(ABOUT THIS TASK): The listing below holds a line with "For arm support of" and a line with "madebr: I have no other reference.". Reproduce those two lines exactly, plus everything between them.

(DATASET):
== Segment start ==

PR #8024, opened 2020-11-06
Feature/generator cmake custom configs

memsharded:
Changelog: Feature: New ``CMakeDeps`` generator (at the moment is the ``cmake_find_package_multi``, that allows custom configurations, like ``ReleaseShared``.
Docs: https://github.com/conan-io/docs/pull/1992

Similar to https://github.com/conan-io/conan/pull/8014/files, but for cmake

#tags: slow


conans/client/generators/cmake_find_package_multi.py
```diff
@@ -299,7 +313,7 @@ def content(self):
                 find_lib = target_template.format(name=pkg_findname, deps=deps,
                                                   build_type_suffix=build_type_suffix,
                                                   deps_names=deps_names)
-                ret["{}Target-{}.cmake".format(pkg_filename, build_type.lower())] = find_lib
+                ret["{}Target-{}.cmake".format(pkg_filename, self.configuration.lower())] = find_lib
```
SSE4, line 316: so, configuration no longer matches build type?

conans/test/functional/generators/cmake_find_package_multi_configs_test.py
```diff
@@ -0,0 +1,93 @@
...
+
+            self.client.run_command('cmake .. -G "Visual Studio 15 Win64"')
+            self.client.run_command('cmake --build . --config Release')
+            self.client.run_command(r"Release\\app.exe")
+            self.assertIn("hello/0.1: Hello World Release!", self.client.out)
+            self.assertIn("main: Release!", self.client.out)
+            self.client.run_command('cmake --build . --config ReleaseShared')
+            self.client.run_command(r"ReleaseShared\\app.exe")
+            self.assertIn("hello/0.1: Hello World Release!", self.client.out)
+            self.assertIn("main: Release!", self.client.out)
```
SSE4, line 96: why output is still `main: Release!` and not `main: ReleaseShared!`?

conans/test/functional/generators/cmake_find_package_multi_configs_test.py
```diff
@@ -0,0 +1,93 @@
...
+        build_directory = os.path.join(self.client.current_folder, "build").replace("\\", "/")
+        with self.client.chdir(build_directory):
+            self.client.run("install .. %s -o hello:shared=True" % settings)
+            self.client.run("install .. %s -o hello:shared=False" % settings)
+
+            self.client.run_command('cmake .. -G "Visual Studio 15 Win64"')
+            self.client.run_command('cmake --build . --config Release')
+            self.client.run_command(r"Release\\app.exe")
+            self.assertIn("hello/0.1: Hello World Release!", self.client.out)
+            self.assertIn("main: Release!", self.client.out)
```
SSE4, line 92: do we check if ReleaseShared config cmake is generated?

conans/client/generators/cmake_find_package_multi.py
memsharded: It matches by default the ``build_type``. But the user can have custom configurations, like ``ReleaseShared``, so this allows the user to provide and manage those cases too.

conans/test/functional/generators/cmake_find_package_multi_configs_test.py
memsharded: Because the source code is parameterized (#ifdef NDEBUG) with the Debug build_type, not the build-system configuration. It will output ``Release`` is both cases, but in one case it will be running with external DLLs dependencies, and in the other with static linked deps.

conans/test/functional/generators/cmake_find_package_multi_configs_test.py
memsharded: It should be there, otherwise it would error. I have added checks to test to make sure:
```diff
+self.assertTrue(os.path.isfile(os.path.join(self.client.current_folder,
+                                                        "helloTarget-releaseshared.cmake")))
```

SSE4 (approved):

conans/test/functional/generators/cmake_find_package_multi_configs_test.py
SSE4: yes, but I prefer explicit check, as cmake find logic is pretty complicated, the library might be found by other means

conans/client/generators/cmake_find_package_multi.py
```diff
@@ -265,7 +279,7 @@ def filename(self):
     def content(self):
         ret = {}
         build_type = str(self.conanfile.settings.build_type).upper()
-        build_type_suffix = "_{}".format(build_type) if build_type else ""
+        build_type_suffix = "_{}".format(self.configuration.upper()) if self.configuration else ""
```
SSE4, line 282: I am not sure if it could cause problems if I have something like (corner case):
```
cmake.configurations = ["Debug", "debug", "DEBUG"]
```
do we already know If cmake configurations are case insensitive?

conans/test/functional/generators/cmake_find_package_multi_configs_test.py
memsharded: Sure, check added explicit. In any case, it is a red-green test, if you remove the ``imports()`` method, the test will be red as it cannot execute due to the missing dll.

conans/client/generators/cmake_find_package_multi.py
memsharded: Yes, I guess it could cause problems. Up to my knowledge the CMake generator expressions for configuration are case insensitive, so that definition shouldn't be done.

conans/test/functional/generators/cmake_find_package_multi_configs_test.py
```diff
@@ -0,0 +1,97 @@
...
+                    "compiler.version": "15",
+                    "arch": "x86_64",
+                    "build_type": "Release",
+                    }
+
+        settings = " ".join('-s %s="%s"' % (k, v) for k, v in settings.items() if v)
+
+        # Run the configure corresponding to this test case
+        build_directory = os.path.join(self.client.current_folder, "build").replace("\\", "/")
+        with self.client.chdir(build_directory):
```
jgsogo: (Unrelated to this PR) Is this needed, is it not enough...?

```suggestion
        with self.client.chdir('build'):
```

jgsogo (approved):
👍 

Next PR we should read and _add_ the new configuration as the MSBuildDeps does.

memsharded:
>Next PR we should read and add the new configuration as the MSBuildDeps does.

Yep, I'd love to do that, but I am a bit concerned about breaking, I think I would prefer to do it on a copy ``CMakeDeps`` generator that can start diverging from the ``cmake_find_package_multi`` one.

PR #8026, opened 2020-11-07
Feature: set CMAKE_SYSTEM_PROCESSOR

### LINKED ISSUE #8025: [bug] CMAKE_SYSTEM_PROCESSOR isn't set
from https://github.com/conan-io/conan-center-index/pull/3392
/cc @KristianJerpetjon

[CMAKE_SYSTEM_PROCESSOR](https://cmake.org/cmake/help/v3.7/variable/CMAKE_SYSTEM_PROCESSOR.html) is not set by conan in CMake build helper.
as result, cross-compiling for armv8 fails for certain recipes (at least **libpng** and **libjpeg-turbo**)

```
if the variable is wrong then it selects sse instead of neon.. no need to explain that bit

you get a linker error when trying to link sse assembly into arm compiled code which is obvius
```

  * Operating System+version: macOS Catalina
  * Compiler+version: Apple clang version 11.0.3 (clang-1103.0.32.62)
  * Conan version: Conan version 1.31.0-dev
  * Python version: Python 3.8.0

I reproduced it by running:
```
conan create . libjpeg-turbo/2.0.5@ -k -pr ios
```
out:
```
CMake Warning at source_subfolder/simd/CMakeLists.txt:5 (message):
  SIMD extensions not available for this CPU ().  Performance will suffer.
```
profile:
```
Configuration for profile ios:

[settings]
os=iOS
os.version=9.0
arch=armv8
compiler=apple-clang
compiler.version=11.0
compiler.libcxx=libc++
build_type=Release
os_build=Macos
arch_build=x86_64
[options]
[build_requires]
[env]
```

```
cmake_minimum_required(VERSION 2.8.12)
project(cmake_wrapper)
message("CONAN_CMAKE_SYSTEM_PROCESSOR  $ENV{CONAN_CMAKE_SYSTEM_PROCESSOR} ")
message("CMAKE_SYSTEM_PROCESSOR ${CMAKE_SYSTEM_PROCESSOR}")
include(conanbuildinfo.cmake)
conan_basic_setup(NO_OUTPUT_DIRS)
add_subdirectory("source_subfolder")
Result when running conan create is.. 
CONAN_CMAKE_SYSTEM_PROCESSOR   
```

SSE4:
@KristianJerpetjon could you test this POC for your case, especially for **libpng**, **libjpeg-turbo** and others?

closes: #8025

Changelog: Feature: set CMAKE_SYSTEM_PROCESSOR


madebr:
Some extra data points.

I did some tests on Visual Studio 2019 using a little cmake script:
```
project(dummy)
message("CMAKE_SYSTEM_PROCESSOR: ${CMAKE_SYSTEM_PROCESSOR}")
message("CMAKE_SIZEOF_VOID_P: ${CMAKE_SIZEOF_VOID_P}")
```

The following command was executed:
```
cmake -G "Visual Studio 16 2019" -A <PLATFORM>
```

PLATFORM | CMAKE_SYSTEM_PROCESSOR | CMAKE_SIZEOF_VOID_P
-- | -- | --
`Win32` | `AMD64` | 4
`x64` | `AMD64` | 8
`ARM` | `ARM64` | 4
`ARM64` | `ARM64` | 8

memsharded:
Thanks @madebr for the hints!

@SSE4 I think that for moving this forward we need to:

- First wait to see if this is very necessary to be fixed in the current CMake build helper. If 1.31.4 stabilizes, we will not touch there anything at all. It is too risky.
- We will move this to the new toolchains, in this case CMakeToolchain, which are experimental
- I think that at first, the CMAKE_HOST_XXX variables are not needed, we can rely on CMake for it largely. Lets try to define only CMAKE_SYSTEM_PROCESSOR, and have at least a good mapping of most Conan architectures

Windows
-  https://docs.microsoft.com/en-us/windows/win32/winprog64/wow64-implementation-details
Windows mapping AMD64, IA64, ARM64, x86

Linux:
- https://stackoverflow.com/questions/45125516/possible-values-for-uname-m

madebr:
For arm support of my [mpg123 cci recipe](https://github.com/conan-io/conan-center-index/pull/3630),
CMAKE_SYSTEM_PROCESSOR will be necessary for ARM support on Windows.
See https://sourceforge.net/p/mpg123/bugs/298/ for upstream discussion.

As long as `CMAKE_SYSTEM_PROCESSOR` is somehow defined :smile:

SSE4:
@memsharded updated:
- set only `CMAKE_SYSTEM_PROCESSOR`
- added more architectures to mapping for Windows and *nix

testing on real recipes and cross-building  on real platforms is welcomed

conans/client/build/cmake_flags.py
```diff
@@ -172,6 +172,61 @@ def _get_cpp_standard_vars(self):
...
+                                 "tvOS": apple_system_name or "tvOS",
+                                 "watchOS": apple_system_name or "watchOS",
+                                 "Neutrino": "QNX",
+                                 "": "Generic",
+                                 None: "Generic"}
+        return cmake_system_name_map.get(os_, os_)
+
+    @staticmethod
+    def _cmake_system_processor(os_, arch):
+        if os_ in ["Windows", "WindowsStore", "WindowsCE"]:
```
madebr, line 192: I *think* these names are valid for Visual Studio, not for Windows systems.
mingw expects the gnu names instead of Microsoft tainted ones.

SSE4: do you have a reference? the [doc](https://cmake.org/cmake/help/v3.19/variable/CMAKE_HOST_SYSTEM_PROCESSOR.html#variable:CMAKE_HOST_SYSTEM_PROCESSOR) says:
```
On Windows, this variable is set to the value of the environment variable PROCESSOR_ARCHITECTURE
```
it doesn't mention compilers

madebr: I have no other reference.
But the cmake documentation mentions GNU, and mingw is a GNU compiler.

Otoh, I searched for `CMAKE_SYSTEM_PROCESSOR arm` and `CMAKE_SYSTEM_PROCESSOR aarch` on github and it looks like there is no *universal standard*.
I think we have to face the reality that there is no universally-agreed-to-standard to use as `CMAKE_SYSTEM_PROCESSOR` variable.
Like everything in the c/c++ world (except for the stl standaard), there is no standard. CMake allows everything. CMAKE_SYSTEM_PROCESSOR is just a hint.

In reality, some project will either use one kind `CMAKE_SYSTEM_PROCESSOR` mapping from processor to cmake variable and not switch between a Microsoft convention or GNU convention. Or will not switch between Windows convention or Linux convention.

== Segment end ==

(SOLUTION FOR THIS TASK):
For arm support of my [mpg123 cci recipe](https://github.com/conan-io/conan-center-index/pull/3630),
CMAKE_SYSTEM_PROCESSOR will be necessary for ARM support on Windows.
See https://sourceforge.net/p/mpg123/bugs/298/ for upstream discussion.

As long as `CMAKE_SYSTEM_PROCESSOR` is somehow defined :smile:

SSE4:
@memsharded updated:
- set only `CMAKE_SYSTEM_PROCESSOR`
- added more architectures to mapping for Windows and *nix

testing on real recipes and cross-building  on real platforms is welcomed

conans/client/build/cmake_flags.py
```diff
@@ -172,6 +172,61 @@ def _get_cpp_standard_vars(self):
...
+                                 "tvOS": apple_system_name or "tvOS",
+                                 "watchOS": apple_system_name or "watchOS",
+                                 "Neutrino": "QNX",
+                                 "": "Generic",
+                                 None: "Generic"}
+        return cmake_system_name_map.get(os_, os_)
+
+    @staticmethod
+    def _cmake_system_processor(os_, arch):
+        if os_ in ["Windows", "WindowsStore", "WindowsCE"]:
```
madebr, line 192: I *think* these names are valid for Visual Studio, not for Windows systems.
mingw expects the gnu names instead of Microsoft tainted ones.

SSE4: do you have a reference? the [doc](https://cmake.org/cmake/help/v3.19/variable/CMAKE_HOST_SYSTEM_PROCESSOR.html#variable:CMAKE_HOST_SYSTEM_PROCESSOR) says:
```
On Windows, this variable is set to the value of the environment variable PROCESSOR_ARCHITECTURE
```
it doesn't mention compilers

madebr: I have no other reference.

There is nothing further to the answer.